As of yet, Rust has no function APIs that mean

• Pass in some reference to Point but only exclusively borrow some fields, not others^[1]
• Pass in something exclusively borrowed, but downgrade some or all of the borrow to shared borrow once the call returns^[2]
• Variations on those themes

1. search for "view structs" or "view types" for more about this idea ↩︎

2. you can approximate this by passing back more references or an exclusive referenced and a shared view struct, etc ↩︎

There are several noteworthy points here and despite going over your reply several times, a lot of them remain unclear.

What exactly is this? I assume you are referring to the this field of classes, similar to what one sees in C++ or Java. Isn't self the same thing, following the convention used in Python to refer to the class itself instead of calling it this. Or is 'this a Rust-specific keyword?

I do not understand what you mean by 'has duration 'this. Can you elaborate on this?

Well, just going by the signature, can't it return something totally different as well? Like create a new box by doing some operations on x and y and return a mutable reference to that box?

Why so? Or do you mean this is allowed to make the code given 'safe', so that we can access p.y in the print statement. If so, yes, that should be a non-breaking change.

This is the crux of my original question from yesterday… since permissions exist on paths, p.x remaining exclusively borrowed says nothing about the R permission on p.y.

So in this case, how do we model the permission changes across function calls? The answers to my original question (the first post in this thread) convinced me that if there are no function calls, permissions apply to paths, but in case there is a function call which takes a reference to a struct, then all permission downgrades apply to the path of the struct as well as all paths which contain it (like p.x, p.y, p.some_other_struct_object.some_other_attribute etc)

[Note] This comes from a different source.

PR #46, opened 2026-07-16
Added the ICB config driver support

npadhuri:


b49020:
How is this PR different from: https://github.com/qualcomm-linux/trusted-firmware-a/pull/43?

I don't understand this line. Can you give me an example, please?

Thanks a lot!

On a side note: I feel that the Rust book doesn't do justice to the intricacies of the borrowing and permissions mechanism in Rust. Could someone suggest a source which could help me understand it in terms of hard RULES, actual implementations and nuance with many more examples?

An arbitrary name for a generic lifetime, not a keyword at all.

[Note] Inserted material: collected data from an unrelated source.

PR #48, opened 2026-07-21
clk: nord: add support for nord clock driver

sakib2025-max:
Add a clock driver for the **nord** platform, boot-time clock-group bring-up, GDSC sequencing, and PLL source enable.

Nord has four independent GCC domains (main GCC, NE_GCC, NW_GCC, SE_GCC),
each with its own GPLL0 PLL and vote register, and its own QDSS
debug-enable register. This doesn't fit the single shared
PLL-vote-register assumption the lemans back-end relied on, so the shared
clock layer is generalized first, then the per-chipset files are split
into `lemans/`/`nord/` subdirectories (mirroring the existing
`clock_chipinfo.c` / `icb.mk` chipset-parameterization pattern).

## Changes

- **`clock_types.h`**: `struct clock_source_desc` gains its own
  `vote_addr` field, so each PLL source votes through its own register
  instead of a single chipset-wide one.
- **`clock_hal.c`**: `clock_hal_enable_source()`/`clock_hal_disable_source()`
  use `source->vote_addr` directly.
- **`clock_driver.h`**: drop the now-unneeded
  `clock_hal_get_pll_vote_addr()` declaration.
- **`lemans/clock_bsp.c`**: set `.vote_addr` on each of its three PLL
  sources (GPLL0/4/6); drop the now-redundant
  `clock_hal_get_pll_vote_addr()` definition.
- **`clock.mk`**: build `$(CHIPSET)`-specific `clock_atf.c`/`clock_bsp.c`,
  matching the existing pattern for `clock_chipinfo.c`.
- **`nord/clock_bsp.c`**: `CLOCK_GROUP_INIT` (GCC/NE_GCC/NW_GCC/SE_GCC
  domain clocks, NSP0-3 clusters, multimedia clocks/power-domains/access
  clocks/voltage requests) and `CLOCK_GROUP_QDSS` (debug-enable clocks
  for all four GCC domains), plus the four-domain GPLL0 source table.
- **`nord/clock_atf.c`**: image init/post-init (GPU_0/GPU_1 CX+GX GDSC
  sequencing, MDSS_0/MDSS_1 GDSC retention, all four GPLL0 sources,
  boot-IMEM teardown) and a `clock_init_cpu()` stub, mirroring lemans'
  structure.
- **`nord/clock_chipinfo.c`**: reads the TCSR SoC-hardware-version
  register — same register layout as lemans.
- **`nord/clock_hwio.h`**: curated register header covering only the
  addresses referenced above, mined from the nord hardware register
  reference and cross-checked domain-by-domain against known-good
  existing entries.


ldts:
**Semantic review — scope/title mismatch (recommendation).**

The title scopes this to "chipinfo IQ10 chip ID support", but the diff bulk-adds 43 chipinfo IDs (756–798: SHIKRA / IPQ / ROLAS / etc.). None of them — including `IQ10_NORDAU` — is referenced anywhere in the change, and `clock_init.c` performs no chip-ID/version detection, so every added ID is currently dead.

Recommend either dropping the unused IDs and keeping only what the nord clock driver actually needs, or, if the bulk table is intentional pre-seeding, splitting it into its own commit and saying so in the description. Keeps the clock-driver change reviewable and avoids unused enum churn.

It can, although the box would have to be leaked, otherwise reference to it will not live as long as required - it won't outlive the function body, even.

'a, 'b, 'c, 'this are arbitrary names for a lifetime, marked as '. Lifetimes are always associated with references. See link at the bottom.

The name this was given to help, but may confuse you if you are not used to lifetimes yet.

Many of the questions you will answer yourself if you read the book further than Chapter 4. Some will need other resources, but I would not rush it. Yes, the questions you read are Ch 4, but the paragraph still applies.

For example, there is one on lifetimes where lifetime elision rules are described. I linked the book but you can use the Brown one as well.

So, what does the given signature mean exactly?

Yeah, that's what I meant, returning a reference to a completely new heap location which outlives the function body.